# Rumford Aquatics, had a face lift, check out the site



## A Hill

You might have clicked the link in my signature and seen a completely disfunctional website for about a year. Well since school has been out and I've got a new MacBook Pro I've been working on the website a lot more than I have in the past and it looks halfway decent.

I'm uploading pages slowly and there is still a lot of content to fill in but my goal is to have a store set up and running completely by September of this year. It may not have the paypal shopping cart system by that time but I should have it set up so you can at least pull up a "send email" and allow you to email me the order then I would have to give you an invoice or something.
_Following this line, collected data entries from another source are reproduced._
PR #4548, opened 2023-08-21
Add pki-server ca-crl-* commands

edewata:
The `pki-server ca-crl-show` command has been added to make it easier to inspect CRL configuration.

The `pki-server ca-crl-ip-find/show` commands have been added to make it easier to inspect CRL issuing point configuration.

https://github.com/dogtagpki/pki/wiki/PKI-Server-CA-CRL-CLI

### DIFF
--- a/base/server/python/pki/server/cli/ca.py
+++ b/base/server/python/pki/server/cli/ca.py
@@ -54,6 +54,7 @@ class CACLI(pki.cli.CLI):
         self.add_module(pki.server.cli.subsystem.SubsystemRedeployCLI(self))
         self.add_module(pki.server.cli.audit.AuditCLI(self))
         self.add_module(CACertCLI())
+        self.add_module(CACRLCLI())
         self.add_module(CACloneCLI())
         self.add_module(pki.server.cli.config.SubsystemConfigCLI(self))
         self.add_module(pki.server.cli.db.SubsystemDBCLI(self))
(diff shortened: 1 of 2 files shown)


base/server/python/pki/server/cli/ca.py
```diff
@@ -822,6 +823,284 @@ def execute(self, argv):
...
+        print('  Enable Daily Updates: %s' % config.get('enableDailyUpdates'))
+        print('  Enable Update Interval: %s' % config.get('enableUpdateInterval'))
+        print('  Extended Next Update: %s' % config.get('extendedNextUpdate'))
+        print('  Include Expired Certs: %s' % config.get('includeExpiredCerts'))
+        print('  Min Update Interval: %s' % config.get('minUpdateInterval'))
+        print('  Next Update Grace Period: %s' % config.get('nextUpdateGracePeriod'))
+        print('  Publish On Start: %s' % config.get('publishOnStart'))
+        print('  Save Memory: %s' % config.get('saveMemory'))
+        print('  Signing Algorithm: %s' % config.get('signingAlgorithm'))
+        print('  Update Schema: %s' % config.get('updateSchema'))
```
ckelleyRH, line 948: This could be tidied up a bit with a multi-line f-string, but this is minor
```
        print(f"""  Allow Extensions: {config.get('allowExtensions')}
                    Always Update: {config.get('alwaysUpdate')}
        ...
        """)
```

ckelleyRH (approved):
One minor suggestion but not necessary to change looks good as-is.

base/server/python/pki/server/cli/ca.py
edewata: Looks like I'll need to use `textwrap.dedent()` and `indent()`. Let me try something..

edewata: OK, patch updated. It does look cleaner. :+1:

edewata:
@ckelleyRH Thanks!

So please keep an eye on it and let me know what you think along the way. A few forum members have been helping me or will be helping me so their help is appreciated. 

So who can guess who made the new logo?

-Andrew


----------



## pandapr

good luck with that !! 

been very busy but haven't forgot about the shrimps !

is it “Wabi-Kasu” or Wabi-Kusa ?


----------



## ZooTycoonMaster

Cool! I wish I could visit the store

So by the looks of it you'll be able to ship CRS?


----------



## Axelrodi202

ZooTycoonMaster said:


> So by the looks of it you'll be able to ship CRS?


Will he give his good freinds at TPT a discount? :hihi:


----------



## A Hill

pandapr said:


> good luck with that !!
> 
> been very busy but haven't forgot about the shrimps !
> 
> is it “Wabi-Kasu” or Wabi-Kusa ?


It is wabi kasu but I'll double check as well.



ZooTycoonMaster said:


> Cool! I wish I could visit the store
> 
> So by the looks of it you'll be able to ship CRS?


Eventually, the store will be open in september at the latest:thumbsup:



Axelrodi202 said:


> Will he give his good freinds at TPT a discount? :hihi:


Well there will be a free shipping deal for TPT members I think. 

Then again, they have to spell friend correctly for the discount.

-Andrew


----------



## Superedwin

Woah! Looks great ,what an improvement from last time! Keep it up by September its going to look fantastic, cant wait to see the shop. GOOD JOB!


----------



## A Hill

Superedwin said:


> Woah! Looks great ,what an improvement from last time! Keep it up by September its going to look fantastic, cant wait to see the shop. GOOD JOB!


Thanks, 

That other WP based site was just dreadful, I never put the time into it it deserved. 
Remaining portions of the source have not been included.